Лицо Ходокова побагровело от такой вопиющей непочтительности.
— Э! Родной, ты чё там ещё вякаешь? — стал распаляться он. — А ну, иди сюда… Сюда иди, туловище!
— Так я и так здесь, — остановился Лавров и, опершись на швабру, нагло посмотрел на Ходокова. — Бить будешь или как?
Ходоков чуть было не поперхнулся своим собственным языком, но тут в сортир зашёл дежурный по роте младший сержант Медведев.
На его погонах уже красовались аккуратные стрелки новеньких лычек.
— Проблемы? — спросил Медведев, с одного взгляда определив степень напряжённости представившейся ему картины.
— Это кто у тебя? — панибратски спросил Ходоков. — Что за козырь?
— Дневальный, а что?
— Буреет твой дневальный… Ещё от маминых пирогов не отошёл, а уже буровит чего-то…
— Иди, я сам разберусь, — сказал Медведев и посмотрел на дневального, который всё ещё стоял, оперевшись на швабру, словно средневековый рыцарь. — Ну, Куклачёв, чего замер?
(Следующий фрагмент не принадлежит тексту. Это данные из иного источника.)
PR #2, opened 2018-02-25
Fixed some keyboard bindings

bitionaire:
* Arrow up/down won't switch focused card, while in edit mode or a modal is opened


src/components/Column/Column.container.ts
```diff
@@ -119,31 +119,37 @@ export const mapStateToProps = (
...
-          onFocusCard(null);
-          ev.preventDefault();
-        }
-
-        // on arrow up
-        if (ev.keyCode === Key.UpArrow) {
-          if (index > 0) {
-            onFocusCard(cards[index - 1].id as string);
+    if (state.app.keyboardNavigationEnabled) {
+      window.onkeydown = (ev: KeyboardEvent) => {
```
dotcs: Not sure, but if the global `window.onkeydown` method is set here, isn't it overwritten three times when there are three columns? Shouldn't this be defined the `ColumnView` component or higher in the hierarchy?

bitionaire: Just added `focused.type === ownProps.type` to the outer condition check. Key binding should only be set on focused column now. Good catch! 👍

PR #11, opened 2018-03-02
Refactored <Action /> component

bitionaire:


src/components/Column/FocusedCardComponent/FocusedCardComponent.tsx
```diff
@@ -62,7 +62,7 @@ class FocusedCardComponent extends React.Component<
   };
 
   render() {
-    let theme = 'dark';
+    let theme: 'dark' | 'light' = 'dark';
```
dotcs: I guess this should be of type `ActionTheme`, isn't it?

bitionaire: Ehm.. you must have had and outdated copy of the code.. :trollface:

dotcs: You don't say ... ;)

PR #117, opened 2020-04-09
Setup basic CI/CD

### LINKED ISSUE #105: Setup CI/CD
Auto build of master and deployment to Firebase STAGING

theexiile1305:
closes #105


theexiile1305:
@bitionaire Shall we change the node package manager to `yarn`. This would increase the building time and unexpected behaviours, because the `package-lock.json` file will not be crated on every installation. Instead of this, the yarn-lock.json file is will be kept with the command `yarn install --forzen-lockfile`.

theexiile1305:
fixes #113

theexiile1305:
@bitionaire The production build of the react app doesn't work right now. It seems that there is a false api-key given `{code: "auth/invalid-api-key", message: "Your API key is invalid, please check you have copied it correctly.", a: null}.` . 
This happens locally and on the CI, even though all environments variables are set.
Do you have an idea?

Dockerfile
```diff
@@ -0,0 +1,14 @@
+FROM node:13.8-alpine3.11 as builder
+
+# Stage 1 - the build process
+WORKDIR /usr/src/app
+COPY ["package.json", "package-lock.json", "./"]
+RUN npm install
```
bitionaire, line 6: Dependencies shouldn't be installed within the Docker container. Instead the packaged version should be copied here from the CI tasks result. 
A `npm install` run might change the result on every run, since dependencies can be overwritten on npmjs

.github/workflows/staging.yml
```diff
@@ -0,0 +1,79 @@
...
+        with:
+          args: deploy --project ${{ secrets.REACT_APP_FIREBASE_PROJECT_ID }}
+        env:
+          FIREBASE_TOKEN: ${{ secrets.FIREBASE_TOKEN }}
+          REACT_APP_FIREBASE_API_KEY: ${{ secrets.REACT_APP_FIREBASE_API_KEY }}
+          REACT_APP_FIREBASE_APP_ID: ${{ secrets.REACT_APP_FIREBASE_APP_ID }}
+          REACT_APP_FIREBASE_MEASUREMENT_ID: ${{ secrets.REACT_APP_FIREBASE_MEASUREMENT_ID }}
+          REACT_APP_MESSAGING_SENDER_ID: ${{ secrets.REACT_APP_MESSAGING_SENDER_ID }}
+          REACT_APP_FIREBASE_PROJECT_ID: ${{ secrets.REACT_APP_FIREBASE_PROJECT_ID }}
+  deploy_github:
```
bitionaire, line 59: I'm not sure if we need a GitHub package. Do you see any benefits from this?

.firebaserc
```diff
@@ -0,0 +1,5 @@
+{
+  "projects": {
+    "default": "scrumlr-dev-530d9"
```
bitionaire, line 3: Maybe we should add a .firebaserc with a dummy project name like `<YOUR_FIREBASE_PROJECT>` and add this file to .gitignore, after it was initially added?

.github/workflows/staging.yml
```diff
@@ -0,0 +1,79 @@
+name: staging-CI
+on:
+  push:
+    branches: [ master ]
+  pull_request:
+    branches: [ master ]
```
bitionaire, line 6: This pipeline should only execute on changes of the `master`. I'm haven't worked with GitHub actions yet, but I suspect this line triggers the CI on each PR on the master

.github/workflows/staging.yml
```diff
@@ -0,0 +1,79 @@
...
+        node: [ 13 ]
+        os: [ ubuntu-latest ]
+    runs-on: ${{ matrix.os }}
+    steps:
+      - name: Checkout Repository
+        uses: actions/checkout@v2
+      - name: Install dependencies
+        run: npm install
+      - name: Building produciton version
+        run: npm run build
```
bitionaire, line 47: I would add the `install` and `build` steps to the build pipeline. Seems more fitting, and these steps can also be executed for the `dev` CI. The tests might pass and yet the build might fail in some rare cases.
Yet I'm not an expert on GitHub actions and maybe you added this here, because resources (e.g. build artifacts) cannot be shared between different steps in the pipeline. The documentation isn't as great so I couldn't research this quickly.

bitionaire:
> @bitionaire The production build of the react app doesn't work right now. It seems that there is a false api-key given `{code: "auth/invalid-api-key", message: "Your API key is invalid, please check you have copied it correctly.", a: null}.` .
> This happens locally and on the CI, even though all environments variables are set.
> Do you have an idea?

Seems to be fixed, right?

bitionaire:
> @bitionaire Shall we change the node package manager to `yarn`. This would increase the building time and unexpected behaviours, because the `package-lock.json` file will not be crated on every installation. Instead of this, the yarn-lock.json file is will be kept with the command `yarn install --forzen-lockfile`.

You can use `npm ci` instead of `install` as this command will ignore the `package.json` and only install the dependencies from the `package-lock.json`. (-> https://docs.npmjs.com/cli/ci.html)
But I'm open to use `yarn` if you prefer it. In the old days we also used `yarn`, but I removed it since NPM 5 integrated many features of it. The performance of `yarn` is slightly better. As a previous Java developer I'm used to long running builds and don't care that much about it :D

.firebaserc
theexiile1305: I'v don it.

.github/workflows/staging.yml
theexiile1305: I only used it, to verify, that the pipe is successfully executed. I also removed it now.

.github/workflows/staging.yml
theexiile1305: The first approach on caching the dependencies from the documentation didn't work so well. It take much more time (15 min) than the clean installation. Maybe I wanna find some performance increase.

.github/workflows/staging.yml
theexiile1305: I just tried it out. Should I remove the publishing?

Issue #106, opened 2020-04-08
Add voting mechanism on cards


bitionaire:
- Add buttons to start, stop and reset voting on cards for board members
- Add configurable overall vote limit to board admin / moderator
- Add option to toggle visibility of votes before voting phase is completed (when voting is completed, all votes will be shown anyway)
- Add option to toggle multivotes (multiple votes on one card)

bitionaire:
As we are progressing towards the release of V2 further work on the current version will be stopped.

PR #120, opened 2020-04-10
#106 Voting

bitionaire:


firestore.rules
```diff
@@ -16,22 +22,30 @@ service cloud.firestore {
...
 
-            match /applicants/{uid} {
+            match /pending/{uid} {
                 allow read: if isAdmin()
                 allow create: if isAdmin() || request.auth.uid == uid
                 allow update: if isAdmin()
                 allow delete: if isAdmin() || request.auth.uid == uid
             }
 
             match /members/{uid} {
```
bitionaire, line 37: Do you think we should check the vote limits on the DB side or just leave this logic to the clients? 
These checks (and the necessary code) do have a negative effect on performance and costs. It would be much easier to use the Firestore functions 'increment' and 'decrement' instead and handle everything on the clients.

theexiile1305: Yea, it would be a nice approach! 👍

PR #157, opened 2020-09-02
Move Delete Button to Settings

alphapfote:


src/components/Modal/variant/SettingsModal.tsx
```diff
@@ -67,6 +77,23 @@ export class SettingsModal extends React.Component<SettingsModalProps, {}> {
           defaultValue={this.props.username}
           className="settings-modal__input"
         />
+
+        {this.props.isAdmin && (
+          <button
+            className="settings-modal__delete-button"
+            aria-label="Delete the scrumlr board"
```
bitionaire, line 84: `Delete this board`?

src/components/Modal/variant/SettingsModal.scss
```diff
@@ -35,4 +35,34 @@
...
+
+  font-size: $theme-font-size;
+  font-weight: bold;
+  text-transform: uppercase;
+
+  padding: $default-padding $large-padding;
+
+  margin-top: $large-margin;
+  color: $color-white;
+  background: $color-mint;
```
bitionaire, line 54: Maybe you can introduce another color, e.g. an orange to to indicate the danger of this action? There's an already defined `$color-orange` variable and used for the timer :)
Or you could change it in a grayish color tone and set the orange for `focus` and `hover` states as defined in line 66.

src/components/Modal/variant/SettingsModal.scss
```diff
@@ -35,4 +35,34 @@
...
+
+  transition: background .2s ease-in-out, box-shadow .2s ease-in-out;
+
+  .delete-button__icon {
```
bitionaire, line 58: The CSS guru Matthias Reuter taught me not to use nested selectors in SCSS, because it's easier to read when everything is defined in one line and also easier to `grep` / find those selectors. 
We can leave it here, as this version of the app will not be maintained in the future :)

bitionaire (changes requested):
Basically I would like another button background color to indicate the danger of the delete operation, as commented in the sass

src/components/Modal/variant/SettingsModal.tsx
alphapfote: Done

src/components/Modal/variant/SettingsModal.scss
alphapfote: Done

src/components/Modal/variant/SettingsModal.scss
alphapfote: Okay

PR #158, opened 2020-09-02
Custom radio buttons - public & private

alphapfote:


src/assets/icon-private.svg
```diff
@@ -0,0 +1,9 @@
+<svg xmlns="http://www.w3.org/2000/svg" width="40" height="40" viewBox="0 0 40 40">
```
bitionaire, line 1: This file can be minified by almost 50%. Can you try running it through any cloud minifier like www.svgminify.com ?

src/assets/icon-public.svg
```diff
@@ -0,0 +1,8 @@
+<svg xmlns="http://www.w3.org/2000/svg" width="40" height="40" viewBox="0 0 40 40">
```
bitionaire, line 1: This file should also be minified like the `icon-private.svg`

bitionaire (changes requested):
Made a few minor comments and I think the selection should look different on small screens. Either the buttons should be stretched or centered horizontally, so that they align with the buttons below in my opinion. Depending on the actual screen size it might look broken and misplaced in the current version 

Screen Shot 2020-09-08 at 13 46 16

src/assets/icon-private.svg
alphapfote: Done

src/assets/icon-public.svg
alphapfote: Done

src/components/AccessModeSelection/AccessModeSelection.scss
```diff
@@ -1,33 +1,69 @@
...
-  padding-left: 24px;
-  padding-right: 24px;
 }
 
 .access-mode-selection__radio + .access-mode-selection__radio {
-  border-left: 1px solid #eaeaea;
+  margin-left: $default-margin;
 }
 
+#access-mode-selection__private, #access-mode-selection__public {
```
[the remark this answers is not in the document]
alphapfote: This is the AccessModeSelectRadio (the id was already defined). Line 20 is there so that the circle of the radio button is not displayed. In line 38 the design of the selected button is defined. So both are needed.

alphapfote:
Requested changes done

PR #182, opened 2020-09-10
Add firestore security rules

brandstetterm:


firestore.rules
```diff
@@ -0,0 +1,90 @@
...
+                allow delete: if isAdmin() || isAuthor();
+
+                function isAuthor() {
+                    return request.auth.uid == resource.data.author;
+                }
+            }
+        }
+    }
+
+    match /templates/{template} {
```
brandstetterm, line 83: @bitionaire what do you think about the following rules for the templates? 

My intention was that anyone can read them, authenticated users can create them and only the author of a corresponding template can change & delete it.

bitionaire: Hey @brandstetterm, looks fine for me! 👍 
There might be a change necessary once we start implementing the template feature, as we intend to review new templates and toggle their public visibility (depending on the quality of the content and whether we think it uses explicit language or something else that would prohibit the release). 
But we can think about that later on. Atm everythings seems fine.

bitionaire (approved):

Продолжай.
Закончишь здесь, падаешь на центряк. Ферштейн, зольдатен?
— Яволь, херре унтер-официер! — чётко ответил Лавров, звонко щёлкнув каблуками сапог.
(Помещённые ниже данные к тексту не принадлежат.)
PR #186, opened 2020-09-24
Implement firebase function for deleting and obfuscating user data

orangehelicopter:
This is just the firebase function, but you can easily call it from the code - see https://firebase.google.com/docs/functions/callable

Still needs to be tested though

### DIFF
--- a/functions/index.js
+++ b/functions/index.js
@@ -1,3 +1,5 @@
+import * as Raven from "raven-js";
+
 const functions = require('firebase-functions');
 const admin = require("firebase-admin");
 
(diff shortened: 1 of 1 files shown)


functions/index.js
```diff
@@ -44,6 +46,42 @@ exports.scheduledDatabaseCleanup = functions.pubsub.schedule('30 3 * * *').onRun
   });
 });
 
+exports.deleteUserData = functions.https.onCall((data, context) => {
+  const userId = data.userId;
```
bitionaire, line 50: `data.userId` should be replaced with `context.auth.uid`, so that users can only delete their own accounts and are not able to delete the accounts of other users

bitionaire (changes requested):

PR #199, opened 2020-10-12
WIP: Add Store, Routes and NewBoard functionality 

brandstetterm:
Changes:
- Add .env template for private keys (.env.development.local with keys can be found in Slack)
- Add routing with predefined templates and protected routes
- Add AuthenticationManager for Firebase Auth functions
- Add NewBoard functionality (Login/SignIn & Create new Board in Firestore)

Functionality: 
- Anonymous Sign In with random animal name using Firebase Auth & Store current user in the redux store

Медведев едва сдержал улыбку: этот Лавров очень напоминал ему себя в первые месяцы службы. Но сейчас уступать симпатиям нельзя — это подрывает авторитет командира.
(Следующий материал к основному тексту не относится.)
PR #206, opened 2020-10-12
Update public files

brandstetterm:
Changes:
- Change favicon.ico to use the scrumlr logo
- Change webpage title
- Remove unnecessary files etc.


public/index.html
```diff
@@ -7,37 +7,12 @@
...
-      Notice the use of %PUBLIC_URL% in the tags above.
-      It will be replaced with the URL of the `public` folder during the build.
-      Only files inside the `public` folder can be referenced from the HTML.
-
-      Unlike "/favicon.ico" or "favicon.ico", "%PUBLIC_URL%/favicon.ico" will
-      work correctly both with client-side routing and a non-root public URL.
-      Learn how to configure a non-root public URL by running `npm run build`.
-    -->
-    <title>React App</title>
+    <title>scrumlr</title>
```
bitionaire, line 12: We should use "Scrumlr", "scrumlr" or "scrumlr.io" consistently. 
I'm do not insist on any notation as long as it is uniform, but I would personally prefer "Scrumlr" as it is the notation within our logo.

public/index.html
```diff
@@ -7,37 +7,12 @@
     <meta name="theme-color" content="#000000" />
     <meta
       name="description"
-      content="Web site created using create-react-app"
+      content="Collaborative online tool"
     />
-    <link rel="apple-touch-icon" href="%PUBLIC_URL%/logo192.png" />
```
bitionaire, line 12: Maybe @miiho can design a simple logo & favicon for the upcoming months?

bitionaire (changes requested):

public/index.html
bitionaire: +1 for the old logo

bitionaire (approved):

— Что за шум, товарищи солдаты? — На пороге сортира возник лейтенант Смальков. Его явно обуревала жажда деятельности, интерес к происходящему вокруг был искренним, он многое открывал для себя здесь.
— Всё в порядке, товарищ лейтенант… Проводим уборку туалета. — Медведев повернулся к Лаврову: — Продолжай. Руками… И чтобы как зеркало, я проверю…
— Почему руками? — удивился Смальков. — Есть же швабра!
— Мы всегда руками, — нахмурился Медведев. — Так чище!
Лавров с ехидным огоньком в глазах ждал, чем закончится перепалка.
— Но это же негигиенично, — продолжал вещать Смальков. — Не зря же человечество придумало швабру! В этой простой вещи — опыт миллионов, история и борьба! А вы, товарищ младший сержант, говорите, что так чище. Это заблуждение, мракобесие, боязнь нового.
Средневековье какое-то… Ещё древние инки…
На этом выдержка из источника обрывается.